PR #4210, opened 2020-09-22
Get tests passing on Python 3

millerdev:
There is a lot more modernization work that still needs to be done, but this branch is a minimal change set to get tests running on Python 3. Hopefully this will be possible without tackling much of the unicode/bytes work, which is still pending.


dannyroberts:
In case it saves you some time, I can reproduce the latest travis test failure locally with `manage-commcare-cloud make-docs > docs/commcare-cloud/commands/index.md` That's called by `make`; `make` caches, so try `make clean; make` if you want to reproduce it that way and test the rest of that. There is also, separately, `make requirements` which runs during tests to make sure your requirements.txt is consistent with your `setup.py`. (Python2 and python3 might need separate requirements files.)

millerdev:
@dannyroberts Yes, thanks. I'm also able to reproduce locally. Some of the errors I was hitting earlier were more specific to differences between the travis build environment and mine and were harder to reproduce.

millerdev:
@dannyroberts @gherceg tests passed. :white_check_mark: This is ready for review.

src/commcare_cloud/environment/schemas/postgresql.py
```diff
@@ -15,7 +15,7 @@
 
 PostgresqlOverride = get_defaults_jsonobject(
     'postgresql_base',
-    allow_dump_from_pgstandby=jsonobject.BooleanProperty,
+    allow_dump_from_pgstandby=jsonobject.BooleanProperty(),
```
dannyroberts, line 18: Interesting. Your change looks right to me

dannyroberts (approved):
This is super awesome!

gherceg (approved):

::::

§ Assigned task:
Please count the lines in the records that hold the string "locally", and give the number alone.

§ Solution to this task:
2